▸ Work required
Your answer must be every line of the data below that holds the string "review", copied exactly.

Collected data:
PR #4526, opened 2024-02-21
refactor(major!): add a prefix for Tailwind classes

kaydwithers:
## Why
This PR adds a `kz-` prefix to Tailwind classes.

This prefix prevents clashes with Tailwind classes from other apps.

## What
Here is a document explaining the issue in more depth.
https://cultureamp.atlassian.net/wiki/spaces/TV/pages/3450274547/Solving+TailwindCSS+namespace+issues+with+shared+components


gyfchong:
Spoke to @sentience and we're looking at a different solution to the problem. Apologies we have to close this.

sentience:
For @kaydwithers and future readers, here's what we discussed:

All of the Tailwind styles used in the Kaizen codebase (and prefixed in this PR) are actually in the Storybook docs for Kaizen. The fact that these styles are distributed in the KAIO package is actually a bug! The KAIO distribution CSS bundle should only contain styles required by Kaizen components (which currently contains zero Tailwind styles).

So rather than add prefixes to the styles that should not be in the KAIO CSS output anyway, the Kaizen team will instead fix this issue as a short-term priority. To do this, the Tailwind configuration used to generate the CSS bundle for the KAIO package will exclude the Kaizen Storybook/docs directories, so it effectively will not contain any Tailwind CSS output.

Eventually, we do foresee the possibility that some Kaizen components will make use of Tailwind styles. If and when this happens we expect to need to introduce a Tailwind CSS prefix, at which time the changes proposed in this PR would make sense to bring in. But in he meantime, the Kaizen team prefers to retain the ability maintain its docs without having to type Tailwind prefixes.

HeartSquared:
> Ping @HeartSquared in case I got any of the above wrong.

Pretty much on the money Kevin :) We'll look at releasing a short-term fix where we remove the TW styles from our dist, and then later on (pending roadmap priorities) we'll investigate a proper solution for distributing KAIO TW styles with a prefix.

PR #4528, opened 2024-02-23
chore: dependency updates

HeartSquared:
Dep updates in `package.json`


HeartSquared:
Renovate has revived and created a rollup with the same changes

PR #4557, opened 2024-03-04
remove compiled tailwind from kaio

mcwinter07:
## Why

Distributing Tailwind CSS in our bundle is causing several issues in consuming repos

## What

We need to update our bundle config to exclude tailwind from our distributed styles, i.e:
```
// currently has compiled tailwind from @kaizen/components
@import "@kaizen/components/dist/styles.css";

@tailwind base;
@tailwind components;
@tailwind utilities;
```

The styles in /dist currently will contain compile tailwind. We need it to only contain the compiled CSS of our components.

This task is to remove tailwind from our bundle, NOT from the entire repo as it still has utility for our storybook.

## Changes

- The tailwind documentation template (formerly: `UtilityClassTemplate`) has been moved out of the `System/tailwind` folder and into `storybook/components`
  - There are a number doc components and templates that use tailwind at the moment so I've allowed `storybook/components` as a content source tailwind, i.e: `content: ["./**/*.{stories.tsx,mdx}", "./storybook/components/**/*.tsx"]`
- Components with tailwind in their class names have been replaced with CSS (or a component where possible)
  - This includes:  Slider, Workflow's subcomponents, GenericTile, MultiActionTile
- turbo config for `@kaizen/components#build` no longer depends on `@kaizen/components#build`
- removed tailwind directives from global.css

## Checklist:

- [x]     Tailwind must not be in our final CSS bundle
- [x]     Tailwind must be able to be consumed in our storybook (stories should remain unchanged)
- [x]     Tailwind must be able to be passed by our components in repos
- [x]     Update documentation to outline that tailwind is not support within components


packages/components/tailwind.config.js
```diff
@@ -3,7 +3,7 @@
 const { Preset } = require("@kaizen/tailwind")
 
 module.exports = {
-  content: ["./src/**/*.tsx"],
+  content: ["./src/**/*.{stories.tsx,mdx}"],
```
HeartSquared, line 6: Perhaps we don't even need this file at all and just rely on the global one to cater for all the stories (haven't checked, unsure if true)?

HeartSquared:
Probably worth adding to the checklist a little documentation somewhere that we can't use TW in any distributed code in the meantime (we'd need to solve the prefix thing if we were to do it).

packages/components/tailwind.config.js
mcwinter07: I axed it with no issues :) looks like we're in the clear for `@kaizen/components`

mcwinter07:
I've checked  in a consuming repo with a canary release and Tailwind still works as expected, so that's a green light to review this PR 👍

mcwinter07:
Oh, calling out one thing I didn't solve - inhibiting Tailwind intellesense on our components, i.e: in Button. I thought updating the content source would do this automagically but sadly not - Might be worth making a ticket to tract that as a potential task later, but didn't want to block this update going out

gyfchong:
> inhibiting Tailwind intellesense on our components

Does this mean intellisense will still suggest Tailwind class names?

HeartSquared (approved):

PR #291, opened 2026-03-28
⚡ Performance: Unbuffered channel blocks Serf event loop

tang-vu:
## Problem

`nextCh` is an unbuffered channel. When `HandleEvent` receives a 'heads' event, it blocks on `b.nextCh <- userEvent.Payload` until the CRDT engine calls `Next()`. Because `HandleEvent` is typically called directly from Serf's event delivery loop, this synchronous handoff will block all Serf event processing (including node joins, leaves, and gossip) whenever the CRDT engine is busy and not actively waiting to read the next event.

**Severity**: `high`
**File**: `experiment/broadcaster.go`

## Solution

Initialize `nextCh` with a reasonable buffer to decouple the Serf event loop from the CRDT processing loop.

## Changes

- `experiment/broadcaster.go` (modified)

## Testing

- [ ] Existing tests pass
- [ ] Manual review completed
- [ ] No new warnings/errors introduced

### DIFF
--- a/experiment/broadcaster.go
+++ b/experiment/broadcaster.go
@@ -23,7 +23,7 @@ func NewSerfBroadcaster(ctx context.Context, serf *serf.Serf) *SerfBroadcaster {
 	return &SerfBroadcaster{
 		ctx:    ctx,
 		serf:   serf,
-		nextCh: make(chan []byte),
+		nextCh: make(chan []byte, 16),
 	}
 }
 


miekg:
looks odd, but anyway
 
how has the value of "16" been determined?

tang-vu:
Fair question. The value 16 was chosen as a reasonable heuristic - large enough to absorb bursts of `heads` events without blocking the Serf event loop, but small enough to avoid unbounded memory growth. In practice, CRDT head broadcasts are typically infrequent and small, so even a buffer of 4-8 would likely suffice.

If you have a preferred buffer size or a project convention for channel buffers, happy to adjust. The key insight is that *any* buffer > 0 prevents `HandleEvent` from blocking the entire Serf event delivery when the CRDT engine is busy.

miekg:
this sounds as a pretty weak argument.

you would have a stronger case if you have a short test demonstrating the issue

psviderski:
wtf

PR #296, opened 2026-03-31
feat: check autom if we can connect via Unix socket

### LINKED ISSUE #148: Install `uc` CLI on each cluster machine and allow running uc command agains local cluster

miekg:
When there is no config, but a unix socket does exist, connect via the unix socket. Prohibit saving the config if this is the case.

Fixes: #148

Use the new CutPrefix to shorten some code.

### DIFF
--- a/internal/cli/cli.go
+++ b/internal/cli/cli.go
@@ -54,10 +54,6 @@ func New(configPath string, conn *config.MachineConnection, contextName string) 
 }
 
 func (cli *CLI) CreateContext(name string) error {
-	if cli.conn.Unix != "" {
-		return fmt.Errorf("local unix socket connection '%s', not creating Uncloud config", cli.conn.Unix)
-	}
-
 	if _, ok := cli.Config.Contexts[name]; ok {
 		return fmt.Errorf("context '%s' already exists", name)
 	}
--- a/internal/cli/cli.go
+++ b/internal/cli/cli.go
@@ -54,6 +54,10 @@ func New(configPath string, conn *config.MachineConnection, contextName string) 
 }
 
 func (cli *CLI) CreateContext(name string) error {
+	if cli.conn.Unix != "" {
+		return fmt.Errorf("local unix socket connection '%s', not creating Uncloud config", cli.conn.Unix)
+	}
+
 	if _, ok := cli.Config.Contexts[name]; ok {
 		return fmt.Errorf("context '%s' already exists", name)
 	}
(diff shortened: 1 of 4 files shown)


miekg:
note `fs.Exist` can be re-used in a few other places (grep for `os.Stat`)

internal/cli/cli.go
```diff
@@ -54,6 +54,10 @@ func New(configPath string, conn *config.MachineConnection, contextName string)
 }
 
 func (cli *CLI) CreateContext(name string) error {
+	if cli.conn.Unix != "" {
```
psviderski: We won't get that far with cluster initialisation when a `conn` is used instead of `Config` so this will never be reachable.

See this check earlier: https://github.com/psviderski/uncloud/blob/cb77d42107aa4583a5259a719bef5334b4d1cc29/cmd/uncloud/machine/init.go#L152-L158

Maybe we should instead check there that this is a connection to the local cluster and return a friendlier error message similar to this one explaining what's happening and why they should not try to initialise a new cluster? This error would be confusing as the user didn't pass the `--connect` flag.

Hm, but it's hard to distinguish whether they explicitly passed `--connect unix://...`. Maybe just skip this detail and only mention the connection to the cluster through the local machine. Feel free to suggest better alternatives.

psviderski (commented):
Looks good, just one little comment to address about a clear user error when connecting through the local machine.

internal/cli/cli.go
miekg: Ack, so remove the if- statement from CreateContext (for now?) and then in a future follow-up change the above error?

psviderski: Yeah, let's remove this if statement and add another condition to the error above for the new local case. Would be preferred in this PR to not come back to this in the future.

miekg: ok done. You may have even better ideas for the wording that I added

psviderski: Awesome, thanks!

PR #303, opened 2026-04-05
feat: add "StrictHostKeyChecking accept-new" to ssh

### LINKED ISSUE #297: ssh host verification
```
% ./uc machine init --no-install --no-dns --no-caddy --context uc1 test@uncloud1.vm.science.ru.nl
Error: connect to remote machine: connect to machine: SSH connection to 'test@uncloud1.vm.science.ru.nl': exit status 255: Host key verification failed.
```

correct, because I haven't logged in yet, and did the accept host dance. But I think we may not care and set ` -o "StrictHostKeyChecking no"` when using ssh.

`go+ssh` does already not care about this.

miekg:
Disable host key checking to prevent interaction with ssh.

Fixes: #297

### DIFF
--- a/pkg/client/connector/sshcli.go
+++ b/pkg/client/connector/sshcli.go
@@ -131,6 +131,8 @@ func (c *SSHCLIConnector) buildSSHArgs() []string {
 	// Disable interactive prompts (e.g., passphrase input) to prevent interference with the TUI.
 	// Authentication must succeed non-interactively via SSH agent or unencrypted key.
 	args = append(args, "-o", "BatchMode=yes")
+	// Disable host key checking for parity with go+ssh.
+	args = append(args, "-o", "StrictHostKeyChecking=no")
 	// Disable pseudo-terminal allocation to prevent SSH from executing as a login shell.
 	args = append(args, "-T")
 
--- a/pkg/client/connector/sshcli.go
+++ b/pkg/client/connector/sshcli.go
@@ -132,7 +132,7 @@ func (c *SSHCLIConnector) buildSSHArgs() []string {
 	// Authentication must succeed non-interactively via SSH agent or unencrypted key.
 	args = append(args, "-o", "BatchMode=yes")
 	// Disable host key checking for parity with go+ssh.
-	args = append(args, "-o", "StrictHostKeyChecking=no")
+	args = append(args, "-o", "StrictHostKeyChecking=accept-new")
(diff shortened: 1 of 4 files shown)


pkg/client/connector/sshcli.go
```diff
@@ -122,6 +122,8 @@ func (c *SSHCLIConnector) buildSSHArgs() []string {
 	// Disable interactive prompts (e.g., passphrase input) to prevent interference with the TUI.
 	// Authentication must succeed non-interactively via SSH agent or unencrypted key.
 	args = append(args, "-o", "BatchMode=yes")
+	// Disable host key checking for parity with go+ssh.
+	args = append(args, "-o", "StrictHostKeyChecking=no")
```
psviderski: How about using `StrictHostKeyChecking=accept-new` - accept unknown keys automatically but reject if a known key changes. Which is I believe is how most people actually want to use SSH interactively.
It's much safer than `no` because it catches key changes for known hosts that may signal a MITM or something that may need attention.

The same behaviour requires a bit more work for ssh+go connector so we can leave `InsecureIgnoreHostKey` there as we don't expect it to be widely used.

psviderski (commented):
Just one comment on using `StrictHostKeyChecking=accept-new` as it seems to provide more secure behaviour for free.

Please also update the failed unit tests accordingly: https://github.com/psviderski/uncloud/actions/runs/23996094206/job/69984307653?pr=303#step:7:566

pkg/client/connector/sshcli.go
miekg: oh, didn't know that existed. Much better idea. Yes.

pkg/client/connector/sshcli.go
```diff
@@ -131,6 +131,8 @@ func (c *SSHCLIConnector) buildSSHArgs() []string {
 	// Disable interactive prompts (e.g., passphrase input) to prevent interference with the TUI.
 	// Authentication must succeed non-interactively via SSH agent or unencrypted key.
 	args = append(args, "-o", "BatchMode=yes")
+	// Disable host key checking for parity with go+ssh.
+	args = append(args, "-o", "StrictHostKeyChecking=accept-new")
```
psviderski, line 135: There are failing tests for this as well

miekg: ah, sorry missed those. Brushed it off is ci test failing again

Issue #168, opened 2025-11-05
Cluster-aware image pulls (pull images from other machines)


psviderski:
With `uc image push` command ([v0.13.0](https://github.com/psviderski/uncloud/releases/tag/v0.13.0)), you can push images directly to machines in your cluster (all or only the specified ones). Now I’m considering whether to make image pulls cluster-aware too.

**Current behavior:** When deploying a service, if the image is missing on the target machine, it pulls from Docker Hub/external registry (standard Docker behaviour). Or fails if you don't use a registry and image is missing.

**Potential improvement:** Before pulling from external registries, check if the image exists on another machine in the cluster and pull from there instead. Basically treating the cluster as a **distributed image cache** and `uc image push` as a way to push an image to it.

It sort of blurs the boundaries between machines even further. You **push the image to the cluster** (you don’t need to worry about specifying which machines) and then **run a service in the cluster** (the image will be pulled to the required machines if missing). Somewhat similar to [Spegel](https://spegel.dev/) but in our case much simpler.

**Implementation considerations:** Every machine runs an unregistry API on `10.210.X.1:5000` which can be easily accessed from any other machine via the private cluster network. The Docker gRPC service can be extended with `PullImageFromMachine` call that uses existing `PullImage` to pull from another machine's registry. It's likely some tricks with prefixing the image name with the registry address and then retagging will be required.

Note also that people on Discord liked the proposal but considered it be more relevant for larger setups and suggested to focus on other more critical features first: https://discord.com/channels/1371726032104587335/1371726032838594565/1427954990860865608

Issue #75, opened 2025-06-20
Add support for Compose secrets from files


psviderski:
Similarly to configs support https://github.com/psviderski/uncloud/issues/43, add basic support for Compose secrets from files: https://docs.docker.com/reference/compose-file/secrets/

Note also that we need to support [`secrets`](https://github.com/compose-spec/compose-spec/blob/main/build.md#secrets) in the `build` section as well. See relevant issue: https://github.com/psviderski/uncloud/issues/181

jabr:
I was looking at implementing this, but it's not entirely clear to me what `secrets` do over `configs` in practice. The only things I see are:
1. defaults to `/run/secrets/{name}` for default path instead of `/{name}`
2. defaults to `0o400` permissions instead of `0o444`

And we could also maybe store them encrypted-at-rest in corrosion, but don't think the key could really be much more protected than the corrosion db (would need to be readable by uncloud user's processes and shared amongst all machines...) so I'm not sure that would add much.

Still worthwhile to do, even just for compatibility/convenience/semantics alone, but I'm thinking the implementation of it could effectively just be a flag to the existing configs implementation? A lot of the code would be the same between the two.

Naive LLM spike for reference: https://github.com/psviderski/uncloud/compare/main...jabr:uncloud:compose-secrets

psviderski:
Thank you so much for taking a look! I apologise we haven't updated the details of this issue as we've discussed it with @tonyo on the call after he implemented configs. I'm not sure if we have any notes from that discussion. From the top of my head, yeah we probably want to encrypt them before syncing to the Corrosion store. This will help us to worry less about protecting Corrosion, see https://github.com/psviderski/uncloud/issues/110. Also, we might want to support corrosion DB backups at some point so having secrets in plain text in a backup is obviously not great.

Or perhaps we can completely strip secrets out when syncing to corrosion like we do with env vars at the moment: https://github.com/psviderski/uncloud/blob/b046b78398562f40ec2125aeeb6543f405052783/internal/machine/store/container.go#L52-L55. Actually, this is another SQLite db (`machine.db`) we use for extending Docker concepts. For example, to store a `ServiceSpec` for each Docker container we create so that we can scale services without requiring a Compose file or comparing the old and new specs when deploying. Every node has its own `machine.db` that is not shared with other machines.

[...]

PR #306, opened 2026-04-08
feat: Add x-registry to compose files for private docker registries

miekg:
This allows setting credentials for private docker registries. The syntax is copied from Rancher.

Documentation is updated, there is no unit test, it was tested manually and works with the local private registry (GitLab).

Functionality for retrieving the auth tokens locally is removed, also because I had a hard time getting this to work, and seems awkward to a log into a remote machine to do a 'docker login'.

Fixes: #299

### DIFF
--- a/internal/machine/docker/server.go
+++ b/internal/machine/docker/server.go
@@ -21,8 +21,6 @@ import (
 
 	"github.com/containerd/errdefs"
 	"github.com/distribution/reference"
-	dockercommand "github.com/docker/cli/cli/command"
-	dockerconfig "github.com/docker/cli/cli/config"
 	"github.com/docker/docker/api/types"
 	"github.com/docker/docker/api/types/container"
 	"github.com/docker/docker/api/types/filters"
@@ -276,14 +274,6 @@ func (s *Server) PullImage(req *pb.PullImageRequest, stream grpc.ServerStreaming
 	if len(req.Options) > 0 {
 		if err := json.Unmarshal(req.Options, &opts); err != nil {
 			return status.Errorf(codes.InvalidArgument, "unmarshal options: %v", err)
-		}
-	}
-
-	if opts.RegistryAuth == "" {
-		// Try to retrieve the authentication token for the image from the default local Docker config file.
-		dockerConfig := dockerconfig.LoadDefaultConfigFile(os.Stderr)
-		if encodedAuth, err := dockercommand.RetrieveAuthTokenFromImage(dockerConfig, req.Image); err == nil {
-			opts.RegistryAuth = encodedAuth
 		}
 	}
 
--- a/pkg/api/service.go
+++ b/pkg/api/service.go
@@ -1,6 +1,7 @@
 package api
 
 import (
+	"encoding/base64"
 	"encoding/json"
 	"fmt"
 	"maps"
@@ -11,6 +12,7 @@ import (
 
 	mapset "github.com/deckarep/golang-set/v2"
 	"github.com/distribution/reference"
+	"github.com/docker/docker/api/types/registry"
 	"github.com/google/go-cmp/cmp"
 	"github.com/google/go-cmp/cmp/cmpopts"
 	"github.com/psviderski/uncloud/internal/machine/api/pb"
@@ -59,6 +61,8 @@ type ServiceSpec struct {
 	Configs []ConfigSpec
 	// Container defines the desired state of each container in the service.
 	Container ContainerSpec
+	// Registry defines credentials for connecting to (private) registries.
+	Registry RegistrySpec
 	// Mode is the replication mode of the service. Default is ServiceModeReplicated if empty.
 	Mode string
 	Name string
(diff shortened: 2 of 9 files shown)


miekg:
`uc run` would need to get --username and --password (and --password-stdin) for feature parity - just like docker - if that's desired.

internal/machine/docker/server.go
```diff
@@ -279,14 +277,6 @@ func (s *Server) PullImage(req *pb.PullImageRequest, stream grpc.ServerStreaming
...
 	}
 
-	if opts.RegistryAuth == "" {
-		// Try to retrieve the authentication token for the image from the default local Docker config file.
-		dockerConfig := dockerconfig.LoadDefaultConfigFile(os.Stderr)
-		if encodedAuth, err := dockercommand.RetrieveAuthTokenFromImage(dockerConfig, req.Image); err == nil {
-			opts.RegistryAuth = encodedAuth
-		}
-	}
-
```
psviderski, line 289: What are the downsides of leaving this as the default if the registry credentials are not explicitly provided?

I really like how this works for me both locally and on CI so I don't need to deal with any secrets in the Compose file. And local docker provides different kinds of credential stores, allowing to use also custom credential helpers to integrate with all kinds of secret managers.

This is a significant downgrade for me.

I wonder, did `uc deploy` have issues with pulling when you could `docker pull` the same image on the same machine where you run `uc deploy`? That's what I believe this covers.

pkg/client/compose/project.go
```diff
@@ -40,6 +40,7 @@ func LoadProject(ctx context.Context, paths []string, opts ...composecli.Project
 		composecli.WithExtension(MachinesExtensionKey, MachinesSource{}),
 		composecli.WithExtension(PortsExtensionKey, PortsSource{}),
 		composecli.WithExtension(PreDeployHookExtensionKey, PreDeployHook{}),
+		composecli.WithExtension(RegistryExtensionKey, RegistrySource{}),
```
psviderski, line 43: It feels like it should be possible to define the registry credentials once and use for all services in the project/compose file. Like in Kamal and Rancher 1.x it's a top-level attribute, not per-service.

pkg/api/service.go
```diff
@@ -59,6 +61,8 @@ type ServiceSpec struct {
 	Configs []ConfigSpec
 	// Container defines the desired state of each container in the service.
 	Container ContainerSpec
+	// Registry defines credentials for connecting to (private) registries.
+	Registry RegistrySpec
```
psviderski, line 65: If we put registry credentials in the spec, the same concerns as for secrets start to apply to them: https://github.com/psviderski/uncloud/issues/75#issuecomment-3587798391 and we don't have a good story for that yet.

Is this absolutely necessary at this stage? The client still invokes every image pull operation so we can just get the credentials from either the local docker or the compose file and pass them to the the pull operation without sharing them anywhere in the cluster store in plaintext.

The only issue I can think of is that `uc scale` may fail if it's unable to retrieve the creds locally (same as it works now). But for this case, we have a better story IMO - just pull the image from the other cluster machine instead of the external registry which should be even faster: https://github.com/psviderski/uncloud/issues/168

psviderski (commented):
Overall it's a great idea to allow specifying the registry credentials in the Compose file but I have a few concerns with the approach. Please see the comments

internal/machine/docker/server.go
miekg: I had trouble getting this work (I'm fine with leaving it in)... But how do you use it in practice?

You `docker login` locally *and* on the server before the container is pulled?

When not doing the above, `uc deploy` would fail to get the container.

pkg/client/compose/project.go
miekg: good point, will do

pkg/api/service.go
miekg: > Is this absolutely necessary at this stage? 

so you're saying a local docker login and then doing a `uc deploy` should be able to fetch from a private registry? I'll try again, but I failed to get this to work. 

Doing `docker login` remotely requires root-access - which if you can run docker privilged containers is easy to get - but I was planning to not give are using root access to the machines where uncloud runs.

miekg:
My bad. I'm *sure* I tried this, but indeed doing a *local* docker loging makes things work on the remote machine as well.

Works-for-me, and doesn't need this PR; it should be documented somewhere. Was somewhat counter-intuitive to me.

Happy to close this as we discuss secret handling first?

internal/machine/docker/server.go
psviderski: 1. Run `docker login` locally, no need to run it on the remote server
2. (Optional) test `docker pull IMAGE` locally works
3. `uc run IMAGE` or `uc deploy` for `compose.yaml` just works:
   ```
   services:
     app:
       image: IMAGE
   ```

See docs: https://uncloud.run/docs/guides/deployments/deploy-app#pull-from-a-private-registry

Does `docker pull` locally work for you but `uc deploy` doesn't? If so, then that's a bug we need to fix then.

psviderski: Same on CI, there are plenty of integrations to login against a registry like this GHA: https://github.com/docker/login-action
Then `uc deply` just picks it up automatically so no need to carry any secrets in the Compose file.

psviderski:
Ah just saw your another comment that `docker login` works for you now. It's documented here: https://uncloud.run/docs/guides/deployments/deploy-app#pull-from-a-private-registry
Maybe it's worth moving this to a separate short doc to help find it in the table of content.

You can close this PR if you don't need this. But I think we should support a top-level `registries` attribute because not all users may run Docker locally. And I haven't tested if this works with all kinds of distributions such as Rancher Desktop, Orbstack, Colima, etc. Could probably have issues with podman.

The current behaviour is the convenience for when you run Docker locally which is also currently the requirement if you build images locally.

miekg:
i'll close here, we can dig up this code whenever we need to; it's manually tested, it works, but it may not support all the fancy stuff `docker login` can do (i.e. credential-helpers)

▸ Exercise result
I've checked  in a consuming repo with a canary release and Tailwind still works as expected, so that's a green light to review this PR 👍
- [ ] Manual review completed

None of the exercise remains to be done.